Professor Lane notes St. John Cassian’s story of a hermit who finds that the desert is not the best place to achieve contemplation, because of the resulting preoccupation with meeting one’s material needs and tendency to marvel at one’s own spiritual achievements. Total isolation may inflate the ego, where remaining in society may counteract that tendency. Thus, solitude may be better achieved in community, where material needs are provided for, and the seeker is more humble.
As usual, I’m not claiming to be the Messiah. Oh no. In that sense, I’m much more like Elijah or John The Baptist, who also went into the desert for forty days and nights yet denied their appearance of the first coming.
But, the stroke ward does serve more than just traditional medical needs, in providing a place of solitude. As in the desert, life is pared down to the bone. One is dependent on what is made available in order to survive. At the same time, one is within a community in the truest sense. A team of nurses and orderlies provide for one’s material needs around the clock. And you’ve got to be humble when you’re wearing a Texas catheter and someone else has to wipe your arse.

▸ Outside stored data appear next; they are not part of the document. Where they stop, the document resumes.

PR #626, opened 2022-01-28
DM-33443: Correct longitude stringification to deg East.

ktlim:


isullivan (approved):
This fix looks fine. It's probably beyond the scope of this ticket, but I'll note that it's confusing that in the declaration on lines 39-41 above these changes we list longitude followed by latitude, but then _latitude followed by _longitude

ktlim:
At one point I thought we had a standard that said to order the instance variable constructors in the order of their definition in the class (which this is), but I don't see that anymore.  I'll leave that alone at this time.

Since it turned out that the function of my contemplation was to find the self, the particular effects of my stroke were — in that sense — beneficial. Unable to maintain short-term memories, I was stripped down to rampaging id. For Justbeginningthesufferinggirlfriendoftheblogbeth, this was a consolation. At this most basic level, stripped of vanity, I was — like many stroke survivors — pretty funny. And shorn of my medium-term history and reliant on others, even my long-estranged wife claimed to have been reintroduced to Nice Guy Ricky.
So, what then, did I discover in solitude? Apparently, I’m a storyteller. But what the story is, I prefer to leave to you.
(The thoughts in this week’s apoplectic.me on the philosophy of solitude are much in debt to the episode of In Our Time linked above. If this post has interested you, I urge you to click through and have a listen. Thanks!)
Spot on Ricky! I can relate, thanks for another great post.
Thank you so much, Greg. I hope the ability to relate means you’re somewhere along Illumination Street and Unification Road. Not that I’m making any grand claims.
I’ll never press-gang anyone into joining the conversation on the blog, but since you’re here…. One of the questions in this week’s Tiny Letter distribution is “Where/when do you do your best thinking?” I’d certainly be interested to know if you have any reflections to add.
Finally, I’m still working through a pile of books which means I haven’t gotten to your sci-fi recommendations yet. It includes a copy of Do Androids Dream Of Electric Sheep?